* Exercise objective
Below are the records. Transcribe them exactly.

= = = =

PR #5536, opened 2019-12-11
Split //kb/graql into Subpackages

flyingsilverfin:
Split the `//kb/graql` package into subpackages for _reasoner, executor, analytics, planning, and exception_, further cleaning up our dependency graph. The finer granularity allows us to control package access and prevent unneccesarily exposed classes. It also will allow us to change smaller code regions at a time.

* move `//kb/graql/gremlin` into `//kb/graql/planning`
* Create separate BUILD files for `//kb/graql/planning`, `//kb/graql/reasoner`, `//kb/graql/executor`, and `//kb/graql/exception`
* Move `AttributeSerialiser` and `AttributeValueConverter` into `//core` to avoid having everyone depend on `//concept/impl`
* Clean up `Transaction` interface, no more exposed `@VisibleForTesting` getters
* Relocate and split exceptions into sub-packages, notably `GraknAnalyticsException` and `GraknQueryPlanningException`
* Relocate tests as needed to match the new structure

## Dependency Graph
This graph is more verbose and larger, but more granular. We can start to see the flow from server to executor to reasoner to planning!

image


test-integration/graql/query/QueryPlannerIT.java
```diff
@@ -398,6 +399,11 @@ public void sameLabelFragmentShouldNotBeAddedTwice() {
                 .filter(fragment -> fragment instanceof OutIsaFragment || fragment instanceof InIsaFragment).count());
     }
 
+    /**
+     * We no longer rely on shard count to order query plan starting points, using instance counts directly
+     * Whether we want to delete this test is not yet clear, or just keep a similar one
+     */
+    @Ignore
```
kasper-piskorski: If it is not relevant anymore we should probably remove it. Alternatively replace it with an appropriate equivalent.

= = = =

* Written answer
PR #5536, opened 2019-12-11
Split //kb/graql into Subpackages

flyingsilverfin:
Split the `//kb/graql` package into subpackages for _reasoner, executor, analytics, planning, and exception_, further cleaning up our dependency graph. The finer granularity allows us to control package access and prevent unneccesarily exposed classes. It also will allow us to change smaller code regions at a time.

* move `//kb/graql/gremlin` into `//kb/graql/planning`
* Create separate BUILD files for `//kb/graql/planning`, `//kb/graql/reasoner`, `//kb/graql/executor`, and `//kb/graql/exception`
* Move `AttributeSerialiser` and `AttributeValueConverter` into `//core` to avoid having everyone depend on `//concept/impl`
* Clean up `Transaction` interface, no more exposed `@VisibleForTesting` getters
* Relocate and split exceptions into sub-packages, notably `GraknAnalyticsException` and `GraknQueryPlanningException`
* Relocate tests as needed to match the new structure

## Dependency Graph
This graph is more verbose and larger, but more granular. We can start to see the flow from server to executor to reasoner to planning!

image


test-integration/graql/query/QueryPlannerIT.java
```diff
@@ -398,6 +399,11 @@ public void sameLabelFragmentShouldNotBeAddedTwice() {
                 .filter(fragment -> fragment instanceof OutIsaFragment || fragment instanceof InIsaFragment).count());
     }
 
+    /**
+     * We no longer rely on shard count to order query plan starting points, using instance counts directly
+     * Whether we want to delete this test is not yet clear, or just keep a similar one
+     */
+    @Ignore
```
kasper-piskorski: If it is not relevant anymore we should probably remove it. Alternatively replace it with an appropriate equivalent.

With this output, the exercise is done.